Ryan AT, Postolache TT, Taub DD, Wilcox HC, Ghahramanlou-Holloway M, Umhau JC, Deuster PA. J. Clin. Psychiatry 2021; 82(2).

Copyright

(Copyright © 2021, Physicians Postgraduate Press)

DOI

10.4088/JCP.20m13275

PMID

unavailable

Abstract

OBJECTIVE: Fatty acids (FAs) are involved in the functioning of biological systems previously associated with suicidal behavior (eg, monoamine signaling and the immune system). We sought to determine (1) whether observed FA levels in a sample of military suicide decedents and living matched controls were consistent with latent classes having distinctive FA profiles and (2) whether those latent classes were associated with suicide and mental health diagnoses.
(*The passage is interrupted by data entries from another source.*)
PR #3856, opened 2022-09-07
DBZ-5589 Mysql connector can't handle the case sensitive of rename/change column statement

harveyyue:
https://issues.redhat.com/browse/DBZ-5589


jpechane:
@harveyyue Applied, thanks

METHODS: Serum samples from 800 US military suicide decedents who died between 2002 and 2008 and 800 demographically matched living controls were selected at random from a large military serum repository and assayed for 22 different FAs. A latent class cluster analysis was performed using values of 6 FAs previously individually associated with suicide. Once the latent classes were identified, they were compared in terms of suicide decedent proportion, demographic variables, estimated FA enzyme activity, diagnoses, and mental health care usage.
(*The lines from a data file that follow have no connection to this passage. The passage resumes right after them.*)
PR #3268, opened 2022-03-01
DBZ-4629 Retry mechanism on Kafka's ConnectException

spicy-sauce:

PR #3857, opened 2022-09-08
DBZ-4629 Debezium server crashes when no connection to the source db

ggaborg:
This is a re-make of this older pull request: https://github.com/debezium/debezium/pull/3268

I have one comment, related to the errors.max.retries property. Value of 0 means the mechanism is disabled and it is equivalent to the old behavior, which was swallowing the RetriableException in EmbeddedEngine.

### DIFF
--- a/debezium-embedded/src/main/java/io/debezium/embedded/EmbeddedEngine.java
+++ b/debezium-embedded/src/main/java/io/debezium/embedded/EmbeddedEngine.java
@@ -62,6 +62,7 @@ import io.debezium.engine.StopEngineException;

RESULTS: A 6-latent class solution best characterized the dataset. Suicide decedents were less likely to belong to 2 of the classes and more likely to belong to 3 of the classes. The low-decedent classes differed from the high-decedent classes on 9 FAs and on estimated indices of activity for 3 FA enzymes: 14:0, 24:0, 18:1 n-9, 24:1 n-9, 22:5 n-3, 22:6 n-3, 20:2 n-6, 20:4 n-6, 22:5 n-6, elongation of very long chain fatty acids protein 1 (ELOVL1), ELOVL6, and Δ9 desaturase. The FA profiles of the latent classes were consistent with biological abnormalities previously associated with suicidal behavior.

CONCLUSIONS: This study suggests the utility of methods that simultaneously examine multiple FAs when trying to understand their relationship with suicide and psychiatric illness.